The authors found some differences between the runners with PFPS and those without:
• During running, the gluteus medius was activated 24ms earlier before foot contact in individuals without PFPS. It also remained active 42 ms longer in individuals without PFPS.
• This difference resulted in greater hip adduction excursion and greater hip internal rotation excursion during running for individuals with PFPS.
• No differences between the groups in terms of gluteus maximus activation.

This is interesting from the standpoint that female runners with PFPS have some altered gluteus medius activity, which impacts running kinematics. It is unclear if the gluteus medius activity causes the PFPS or is caused by it and the study cannot answer this question. It’s also unclear what long-term negative effects might be caused by this alteration in hip kinematics. Finally, it needs to be kept in perspective that the study was very limited in terms of its subject pool so it is unclear how much of its results can be applied to individuals outside that subject pool.

Wilson, J.D., Kernozek, T.W., Arndt, R.L., Reznichek, D.A., and Straker, J.S. (2011). Gluteal muscle activation during running in females with and without patellofemoral pain syndrome. Clinical Biomechanics, 26: 735-740.

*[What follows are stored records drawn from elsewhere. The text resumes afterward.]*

Issue #755, opened 2022-11-18
Generate content-digest header


wilsonianb:
https://github.com/interledger/rafiki/blob/a2d48c494350903d71430e442d7e29bee84f6edd/packages/open-payments/src/client/signatures.ts#L35-L39

related to:
- https://github.com/interledger/rafiki/issues/655

`open-payments` grant requests will not currently pass `auth`'s http signature verification because it requires `content-digest` to be included in the `Signature-Input` header components (despite not yet validating the digest itself)
https://github.com/interledger/rafiki/blob/a2d48c494350903d71430e442d7e29bee84f6edd/packages/auth/src/signature/middleware.ts#L112-L114

PR #739, opened 2022-11-09
chore(auth): query client key via payment pointer

wilsonianb:
## Changes proposed in this pull request

- Store both client payment pointer and key id with grant
(we wouldn't have to store the latter with #737)
- Retrieve client key from payment pointer's `/jwks.json`
- Add payment pointer keys request :point_up: to `open-payments`' client

## Context

- fixes #731 
- requires https://github.com/interledger/open-payments/pull/211
- partially addresses https://github.com/interledger/rafiki/issues/656

## Checklist

- [x] Related issues linked using `fixes #number`
- [x] Tests added/updated
- [ ] Documentation added
- [x] Make sure that all checks pass

PR #777, opened 2022-11-22
feat(auth): validate content-digest header

### LINKED ISSUE #655: Add content-digest verification to httpsig verification.
The content-digest signature component contains a sha-256 hash of the request body. The AS httpsig verifier should verifiy this hash by hashing the request body and making sure it matches.

njlie:

- Adds Content-Digest generation to `open-payments`
- Adds Content-Digest verification to `auth`

## Context

- Closes #655.
- fixes https://github.com/interledger/rafiki/issues/755

## Checklist

- [ ] Tests added/updated
- [ ] Documentation added

### DIFF
--- a/packages/auth/package.json
+++ b/packages/auth/package.json
@@ -21,6 +21,7 @@
     "@koa/router": "^12.0.0",
     "ajv": "^8.11.0",
     "axios": "^0.27.2",
+    "httpbis-digest-headers": "github:interledger/httpbis-digest-headers",
     "jose": "^4.9.0",
     "knex": "^0.95",
     "koa": "^2.13.4",
--- a/packages/auth/src/signature/middleware.test.ts
+++ b/packages/auth/src/signature/middleware.test.ts
@@ -77,7 +77,7 @@ describe('Signature Service', (): void => {
         let expectedChallenge = `"@method": GET\n"@target-uri": http://example.com/test\n"content-type": application/json\n`
         const contentDigest = createContentDigestHeader(
           JSON.stringify(testRequestBody),
-          ['sha-256']
+          ['sha-512']
         )
 
         if (withRequestBody) {
@@ -134,7 +134,7 @@ describe('Signature Service', (): void => {
               'Content-Type': 'application/json',
               'Content-Digest': createContentDigestHeader(
                 JSON.stringify(testRequestBody),
-                ['sha-256']
+                ['sha-512']
               ),
               'Content-Length': '1234',
               'Signature-Input': sigInputHeader,
--- a/packages/auth/src/signature/middleware.test.ts
+++ b/packages/auth/src/signature/middleware.test.ts
@@ -4,6 +4,7 @@ import { faker } from '@faker-js/faker'
 import { importJWK } from 'jose'
 import { v4 } from 'uuid'
 import { Knex } from 'knex'
+import { createContentDigestHeader } from 'httpbis-digest-headers'
 
 import { createTestApp, TestContainer } from '../tests/app'
 import { truncateTables } from '../tests/tableManager'
@@ -58,6 +59,8 @@ describe('Signature Service', (): void => {
       ).resolves.toBe(true)
     })
 
+    const testRequestBody = { foo: 'bar' }
+
     test.each`
       title                                 | withAuthorization | withRequestBody
       ${''}                                 | ${true}           | ${true}
@@ -72,13 +75,16 @@ describe('Signature Service', (): void => {
           'Content-Type': 'application/json'
         }
         let expectedChallenge = `"@method": GET\n"@target-uri": /test\n"content-type": application/json\n`
+        const contentDigest = createContentDigestHeader(
+          JSON.stringify(testRequestBody),
+          ['sha-256']
+        )
 
         if (withRequestBody) {
           sigInputHeader += ' "content-digest" "content-length"'
-          headers['Content-Digest'] = 'sha-256=:test-hash:'
+          headers['Content-Digest'] = contentDigest
           headers['Content-Length'] = '1234'
-          expectedChallenge +=
-            '"content-digest": sha-256=:test-hash:\n"content-length": 1234\n'
+          expectedChallenge += `"content-digest": ${contentDigest}\n"content-length": 1234\n`
         }
 
         if (withAuthorization) {
@@ -104,7 +110,7 @@ describe('Signature Service', (): void => {
           deps
         )
 
-        ctx.request.body = withRequestBody ? { foo: 'bar' } : {}
+        ctx.request.body = withRequestBody ? testRequestBody : {}
 
         const challenge = sigInputToChallenge(sigInputHeader, ctx)
 
@@ -126,7 +132,10 @@ describe('Signature Service', (): void => {
           {
             headers: {
               'Content-Type': 'application/json',
-              'Content-Digest': 'sha-256=:test-hash:',
+              'Content-Digest': createContentDigestHeader(
+                JSON.stringify(testRequestBody),
+                ['sha-256']
+              ),
               'Content-Length': '1234',
               'Signature-Input': sigInputHeader,
               Authorization: 'GNAP test-access-token'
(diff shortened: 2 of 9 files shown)


packages/open-payments/src/client/requests.test.ts
```diff
@@ -175,7 +175,17 @@ describe('requests', (): void => {
         id: 'id'
       }
 
-      nock(baseUrl).post('/grant', body).reply(status, body)
+      const scope = nock(baseUrl)
+        .matchHeader('Signature', /sig1=:([a-zA-Z0-9+/]){86}==:/)
+        .matchHeader(
+          'Signature-Input',
+          `sig1=("@method" "@target-uri" "content-digest" "content-length" "content-type");created=${Math.floor(
+            Date.now() / 1000
```
wilsonianb, line 183: This test also needs
https://github.com/interledger/rafiki/blob/632bdfb15a920062637dc8a273034e58b382205b/packages/open-payments/src/client/requests.test.ts#L45-L58

packages/auth/src/tests/signature.ts
```diff
@@ -78,10 +79,7 @@ export async function generateSigHeaders({
   let challenge = `"@method": ${method}\n"@target-uri": ${url}\n`
   let contentDigest
   if (body) {
-    const hash = crypto.createHash('sha256')
-    hash.update(Buffer.from(JSON.stringify(body)))
-    const bodyDigest = hash.digest()
-    contentDigest = `sha-256:${bodyDigest.toString('base64')}:`
+    contentDigest = createContentDigestHeader(JSON.stringify(body), ['sha-256'])
```
wilsonianb, line 82:
```suggestion
    contentDigest = createContentDigestHeader(JSON.stringify(body), ['sha-512'])
```
https://datatracker.ietf.org/doc/html/draft-ietf-gnap-core-protocol#section-7.3.1
>   When the proof method is specified in string form, the signing
   algorithm MUST be derived from the key material (such as using the
   JWS algorithm in a JWK formatted key), and the content digest
   algorithm MUST be sha-512.

That said, since we've switched to specifying clients by payment pointer, we now only have `proof` in the introspection response:
- https://github.com/interledger/rafiki/pull/739

I vote we follow the spirit of the spec and do sha512 when not otherwise specified.

packages/auth/package.json
```diff
@@ -21,6 +21,7 @@
     "@koa/router": "^12.0.0",
     "ajv": "^8.11.0",
     "axios": "^0.27.2",
+    "httpbis-digest-headers": "github:interledger/httpbis-digest-headers",
```
mkurapov, line 24: how does this install work?

mkurapov (commented):
few comments

packages/open-payments/src/client/requests.test.ts
```diff
@@ -175,7 +175,17 @@ describe('requests', (): void => {
         id: 'id'
       }
 
-      nock(baseUrl).post('/grant', body).reply(status, body)
+      const scope = nock(baseUrl)
```
wilsonianb, line 178:
```suggestion
      const scope = nock(baseUrl)
        .matchHeader('Content-Digest', /sha-512=:([a-zA-Z0-9+/]){86}==:/)
        .matchHeader('Content-Length', 11)
        .matchHeader('Content-Type', 'application/json')
```

packages/open-payments/src/client/requests.ts
```diff
@@ -128,6 +129,12 @@ export const createAxiosInstance = (args: {
   if (args.privateKey && args.keyId) {
     axiosInstance.interceptors.request.use(
       async (config) => {
+        if (config.data) {
+          config.headers['Content-Digest'] = createContentDigestHeader(
+            JSON.stringify(config.data),
+            ['sha-512']
+          )
```
wilsonianb, line 136: Upon further inspection, `Content-Length` and `Content-Type` headers aren't yet populated in the interceptor
```suggestion
          const data = JSON.stringify(config.data)
          config.headers['Content-Digest'] = createContentDigestHeader(data, [
            'sha-512'
          ])
          config.headers['Content-Length'] = Buffer.from(data, 'utf-8').length
```
You could either also add `Content-Type` here or above as
```
axiosInstance.defaults.headers.post['Content-Type'] = 'application/json'
```
but then I think we'd need to go back to https://github.com/interledger/rafiki/pull/722#discussion_r1016045236

packages/auth/src/signature/middleware.ts
```diff
@@ -110,7 +111,11 @@ function validateSigInputComponents(
     !sigInputComponents.includes('@target-uri') ||
```
wilsonianb, line 111: I'm finally having `open-payments` http signatures verified by `auth`.
`@target-uri` needs to use `ctx.request.href` instead of
https://github.com/interledger/rafiki/blob/632bdfb15a920062637dc8a273034e58b382205b/packages/auth/src/signature/middleware.ts#L137
https://datatracker.ietf.org/doc/html/draft-ietf-httpbis-message-signatures-09#section-2.2.3

wilsonianb (commented):
I'm finally having `open-payments` http signatures verified by `auth`.
`auth` needs to

packages/auth/package.json
wilsonianb: https://pnpm.io/cli/add#install-from-git-repository
I don't think https://github.com/interledger/httpbis-digest-headers has been published to npm yet

packages/auth/src/tests/signature.ts
njlie: Works for me

packages/auth/src/signature/middleware.test.ts
```diff
@@ -71,14 +74,17 @@ describe('Signature Service', (): void => {
         const headers = {
           'Content-Type': 'application/json'
         }
-        let expectedChallenge = `"@method": GET\n"@target-uri": /test\n"content-type": application/json\n`
+        let expectedChallenge = `"@method": GET\n"@target-uri": http://example.com/test\n"content-type": application/json\n`
+        const contentDigest = createContentDigestHeader(
+          JSON.stringify(testRequestBody),
+          ['sha-256']
```
wilsonianb, line 80: Should these also change?
```suggestion
          ['sha-512']
```

packages/auth/src/signature/middleware.ts
```diff
@@ -105,12 +106,20 @@ function validateSigInputComponents(
...
+        ctx.headers['content-digest'] as string
+      ))
+
   return !(
     !sigInputComponents.includes('@method') ||
     !sigInputComponents.includes('@target-uri') ||
-    (ctx.request.body &&
-      Object.keys(ctx.request.body).length > 0 &&
-      !sigInputComponents.includes('content-digest')) ||
+    isValidContentDigest ||
```
wilsonianb, line 122:
```suggestion
    !isValidContentDigest ||
```
and maybe move it ahead of the `@method` check

packages/open-payments/src/client/requests.ts
```diff
@@ -126,27 +127,37 @@ export const createAxiosInstance = (args: {
...
+        keyId: args.keyId
+      })
+      config.headers['Signature'] = sigHeaders['Signature']
+      config.headers['Signature-Input'] = sigHeaders['Signature-Input']
+      return config
+    }
+    axiosInstance.interceptors.request.use(interceptor, null, {
+      runWhen: (config) =>
+        config.method.toLowerCase() === 'post' ||
+        !!config.headers['Authorization']
```
wilsonianb, line 156:
```suggestion
        config.method.toLowerCase() === 'post'
```

packages/open-payments/src/client/requests.ts
```diff
@@ -126,27 +127,37 @@ export const createAxiosInstance = (args: {
...
+    })
+    axiosInstance.interceptors.request.use(interceptor, null, {
+      runWhen: (config) => !!config.headers['Authorization']
+    })
```
wilsonianb, line 160: I think the interceptor would be run twice for `POST` requests with `Authorization`
https://github.com/axios/axios#multiple-interceptors

njlie: Sounds like we should just keep using one interceptor then

wilsonianb (approved):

Elliott et al published a study in the April issue of the American Journal of Sports Medicine looking at hamstring injuries in NFL football players over a 10 year period, 1989-1998. This information is drawn from information that the teams’ athletic trainers submit to the NFL based upon uniform reporting definitions.

Over this 10-year period, players on NFL teams experienced almost 1720 hamstring strains, with about 20% being severe and the rest evenly split between being minor and moderate. Minor injuries result in less than seven days of missed participation, 7-21 are moderate, 21+ are severe. Almost 17% of those hamstring strains were re-injuries.

Almost 53% of the hamstring injuries occurred during practices with the rest occurring during games.

More than 53% of the hamstring injuries occurred during the pre-season. In fact:
• 80% of all practice injuries occurred during the pre-season
• 22% of game-related injuries occurred during the pre-season

In terms of position and injuries, the following positions sustained the highest number of injuries:
• Defensive secondary (23%)
• Wide receivers (21%)
• Special teams (13%)
• Running backs (12%)
• Linebackers (12%)

The first thing that needs to be kept in mind with this information is that it is dated, even since 1998 players are larger and both practices and the season are a little different. The second important thing is that it applies to a very specific population.

The observation that a lot of the injuries are occurring in pre-season indicates a lack of off-season preparation. In other words, the injuries are occurring as the players are getting back into shape.

While this information is applicable to a really specific population, it’s something that can be examined for any coach’s specific situation. This type of information tells us that there’s a need for a more consistent off-season program, it tells us which positions get injured the most (so that their position-specific workouts can be tailored to preventing these injuries), and it gives us a good idea of when these injuries occur so that we can prepare for that.

Elliott, M.C.C.W., Powell, J.W., and C.D. Kenyon. (2011). Hamstring muscle strains in professional football players: A 10-year review. American Journal of Sports Medicine, 39(4): 843-850.